SOURCE RECORDS
PR #6162, opened 2026-03-31
fix(aws): guard against empty resource policy in PushSecret

### LINKED ISSUE #6144: PushSecret for AWS SecretsManager fails to parse when resource policy is empty

snigdhasambitak:
## Problem Statement

PushSecret for AWS SecretsManager fails when a secret has no existing resource policy. The code attempts to `json.Unmarshal` an empty string, which returns an error and prevents the new resource policy from being applied.

## Related Issue

Fixes #6144

## Proposed Changes

Added a guard to check if `currentPolicy` is empty before attempting to unmarshal it. When the policy is empty (no existing resource policy on the secret), the unmarshal is skipped and `currentPolicyMap` remains nil. The subsequent `reflect.DeepEqual(nil, policyJSONMaps)` correctly returns false, causing the new policy to be applied via `PutResourcePolicy`.

**Changed file:** `providers/v1/aws/secretsmanager/secretsmanager.go` (line 920)

Before:
```go
if err := json.Unmarshal([]byte(currentPolicy), &currentPolicyMap); err != nil {
    return fmt.Errorf("failed to unmarshal current resource policy: %w", err)
}
```

After:
```go
if currentPolicy != "" {
    if err := json.Unmarshal([]byte(currentPolicy), &currentPolicyMap); err != nil {
        return fmt.Errorf("failed to unmarshal current resource policy: %w", err)
    }
}
```

## Summary

**Problem:** PushSecret for AWS Secrets Manager fails when a secret has no existing resource policy because the code attempted to unmarshal an empty string as JSON.

**Solution:** Added a helper `resourcePoliciesMatch` and updated `manageResourcePolicy` to use it. `resourcePoliciesMatch` only unmarshals `currentPolicy` when it is non-empty (treating empty as nil), always unmarshals the desired policy, and compares them with `reflect.DeepEqual`. This prevents JSON unmarshal errors and allows `PutResourcePolicy` to apply the new policy when no prior policy exists.

**Changes:** Introduced `resourcePoliciesMatch` and wrapped the policy comparison in `manageResourcePolicy` to guard against unmarshaling empty current policies in providers/v1/aws/secretsmanager/secretsmanager.go.

**Related issue:** Fixes #6144

**Lines changed:** +24/-13

### DIFF
--- a/providers/v1/aws/secretsmanager/secretsmanager.go
+++ b/providers/v1/aws/secretsmanager/secretsmanager.go
@@ -911,22 +911,11 @@ func (sm *SecretsManager) manageResourcePolicy(ctx context.Context, metadata *ap
 		currentPolicy = *currentPolicyOutput.ResourcePolicy
 	}
 
-	// convert to maps so we can do a stable comparison.
-	var (
-		currentPolicyMap map[string]any
-		policyJSONMaps   map[string]any
-	)
-
-	if currentPolicy != "" {
-		if err := json.Unmarshal([]byte(currentPolicy), &currentPolicyMap); err != nil {
-			return fmt.Errorf("failed to unmarshal current resource policy: %w", err)
-		}
+	match, err := resourcePoliciesMatch(currentPolicy, policyJSON)
+	if err != nil {
+		return err
 	}
-	if err := json.Unmarshal([]byte(policyJSON), &policyJSONMaps); err != nil {
-		return fmt.Errorf("failed to unmarshal current resource policy: %w", err)
-	}
-
-	if reflect.DeepEqual(currentPolicyMap, policyJSONMaps) {
+	if match {
 		return nil
 	}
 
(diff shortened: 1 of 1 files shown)


snigdhasambitak:
Closing in favor of #6145 which was opened earlier with a more thorough refactor and comprehensive integration tests.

GOAL OF THE EXERCISE
How many of the listing's lines contain "which"? Respond with a single number and nothing else.

YOUR RESPONSE
2